SOURCE DATA:
PR #17910, opened 2021-08-21
Expose methods to disable content security policy or loosen it for embedded iframes

justinvelluppillai:
### Description:

See dev-2271, this PR provides methods for SessionRecording to be able to embed a page in an iframe.

### Review


core/View/SecurityPolicy.php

THE TASK: All of the data needs to be printed once more, exactly.

ANSWER SPACE:
PR #17910, opened 2021-08-21
Expose methods to disable content security policy or loosen it for embedded iframes

justinvelluppillai:
### Description:

See dev-2271, this PR provides methods for SessionRecording to be able to embed a page in an iframe.

### Review


core/View/SecurityPolicy.php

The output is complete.